◆ What you are asked to do
Entries follow. Give back exactly the lines starting at the one containing "declare files or" and ending at the one containing "where the benefit", and no other lines.

◆ Excerpted records
+ + +

PR #1328, opened 2020-08-17
Add site.json properties for file exclusions

### LINKED ISSUE #715: Is there a more concise way to specify file exclusions in site.json?
Is there a way to make the following site.json setting more concise?

```json
    {"glob": "se-book-adapted/common/*.md"},
    {"glob": "book/combined/exercises.md"},
    {"src": "se-book-adapted/print.md",
      "searchable": "no"
    },
    {"glob": "se-book-adapted/chapters/architecture.md",
      "searchable": "no"
    },
    {"glob": "se-book-adapted/chapters/cppToJava.md",
      "searchable": "no"
    },
    {"glob": "se-book-adapted/chapters/designApproaches.md",
      "searchable": "no"
    },
    {"glob": "se-book-adapted/chapters/designPatterns.md",
      "searchable": "no"
    },
    {"glob": "se-book-adapted/chapters/gitAndGithub.md",
      "searchable": "no"
    },
    {"glob": "se-book-adapted/chapters/javaTools.md",
      "searchable": "no"
    },
    {"glob": "se-book-adapted/chapters/junit.md",
      "searchable": "no"
    },
    {"glob": "se-book-adapted/chapters/principles.md",
      "searchable": "no"
    },
    {"glob": "se-book-adapted/chapters/intellij.md",
      "searchable": "no"
    }
```

More generally, if the folder has 100 files and if we want to exclude 20 of them, is there a way to do that concisely?

ryoarmanda:

Resolves #715 

With the usage of globs for defining pages to render, if there are any files or directories within the glob that the user wishes to exclude, there is no concise way for them to declare it. It would be better to have a dedicated file exclusion rule for this purpose.

Added two new properties:

- `globExclude` can be used inside each entry of `pages`, whose value is an array that contains glob patterns to be excluded. The exclusions will only affect files found for that particular entry.
- `pagesExclude` is the global variant of `globExclude`, designed to be used on the root level and will affect all entries.

Users can choose which property to use for their exclusions. If both are used at the same time, it will be combined into one.

NA

**Testing instructions:**
`npm run test`

Add site.json properties for file exclusions

When using globs to define pages, there is no concise way for users to
declare files or directories to exclude within the glob.

Let's add new properties to site.json for containing file patterns to
exclude and incorporate these during site building.


docs/userGuide/siteJsonFile.md
```diff
@@ -156,6 +159,11 @@ The following properties will apply to `index.md`:
 </box>
 </span>
 
+#### **`pagesExclude`**
+**An array of file patterns to be excluded from rendering.** The exclusion pattern follows the glob syntax.
+
+This property is the global variant to the `globExclude` property and is functionally identical to it. If both properties are used simultaneously, the file patterns will be combined into one.
```
ang-zeyu, line 165: would `... combined into one.` -> `The file patterns from both properties will be combined when excluding pages` be clearer?

docs/userGuide/siteJsonFile.md
```diff
@@ -33,9 +33,11 @@ Here is a typical `site.json` file:
       }
     },
     {
-      "glob": "**/index.md"
+      "glob": "**/index.md",
+      "globExclude": ["internal/index.md"]
     }
   ],
+  "pagesExclude": ["admin/index.md"],
```
ang-zeyu, line 40: should we make the example a little more realistic? 

```
"pagesExclude": ["subsite/*.md"]
```

if possible also the above one as well

ryoarmanda: Ahh yes that would be better

docs/userGuide/siteJsonFile.md
ryoarmanda: Yes I feel that would make the sentence clearer and concise. I'll reword that part.

docs/userGuide/siteJsonFile.md
ryoarmanda: I could change the `globExclude` value to `subsite/**/index.md` and the `pagesExclude` to `subsite/*.md`, would that be okay?

ang-zeyu: hmm I used `subsite` in `pagesExclude` because you would normally only want to reuse all files in the subsite, not deploy them as part of the main site. (it should be `subsite/**.md` as well my mistake)

I was thinking something like this (barring the generic `topic1` 🙈):

```
glob: "topic1/**.md",
globExclude: ["topic1/appendix_*.md"], (not sure if this a valid glob :eyes:)
layout: "subtopic"
```

where the benefit of `globExclude` becomes clear as opposed to `pagesExclude`

ryoarmanda: Ohh I see what you mean now. I was trying to find other general names for the example and just couldn't find any other than `subsite` 😓 I think the above is quite nice, I might change it a bit to be slightly more generalized (following the "topic" illustration):

```
glob: "topics/*/*.md",
globExclude: ["topics/*/appendix/*.md"],
layout: "subtopic"
```

With `pagesExclude` still contains `subsite/*/*.md` (I think this is proper glob already, so actually you didn't do any mistakes haha).

ang-zeyu: looks good! 👍

ryoarmanda: 👌 I have pushed a commit for the change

+ + +

◆ Task solution
declare files or directories to exclude within the glob.

Let's add new properties to site.json for containing file patterns to
exclude and incorporate these during site building.


docs/userGuide/siteJsonFile.md
```diff
@@ -156,6 +159,11 @@ The following properties will apply to `index.md`:
 </box>
 </span>
 
+#### **`pagesExclude`**
+**An array of file patterns to be excluded from rendering.** The exclusion pattern follows the glob syntax.
+
+This property is the global variant to the `globExclude` property and is functionally identical to it. If both properties are used simultaneously, the file patterns will be combined into one.
```
ang-zeyu, line 165: would `... combined into one.` -> `The file patterns from both properties will be combined when excluding pages` be clearer?

docs/userGuide/siteJsonFile.md
```diff
@@ -33,9 +33,11 @@ Here is a typical `site.json` file:
       }
     },
     {
-      "glob": "**/index.md"
+      "glob": "**/index.md",
+      "globExclude": ["internal/index.md"]
     }
   ],
+  "pagesExclude": ["admin/index.md"],
```
ang-zeyu, line 40: should we make the example a little more realistic? 

```
"pagesExclude": ["subsite/*.md"]
```

if possible also the above one as well

ryoarmanda: Ahh yes that would be better

docs/userGuide/siteJsonFile.md
ryoarmanda: Yes I feel that would make the sentence clearer and concise. I'll reword that part.

docs/userGuide/siteJsonFile.md
ryoarmanda: I could change the `globExclude` value to `subsite/**/index.md` and the `pagesExclude` to `subsite/*.md`, would that be okay?

ang-zeyu: hmm I used `subsite` in `pagesExclude` because you would normally only want to reuse all files in the subsite, not deploy them as part of the main site. (it should be `subsite/**.md` as well my mistake)

I was thinking something like this (barring the generic `topic1` 🙈):

```
glob: "topic1/**.md",
globExclude: ["topic1/appendix_*.md"], (not sure if this a valid glob :eyes:)
layout: "subtopic"
```

where the benefit of `globExclude` becomes clear as opposed to `pagesExclude`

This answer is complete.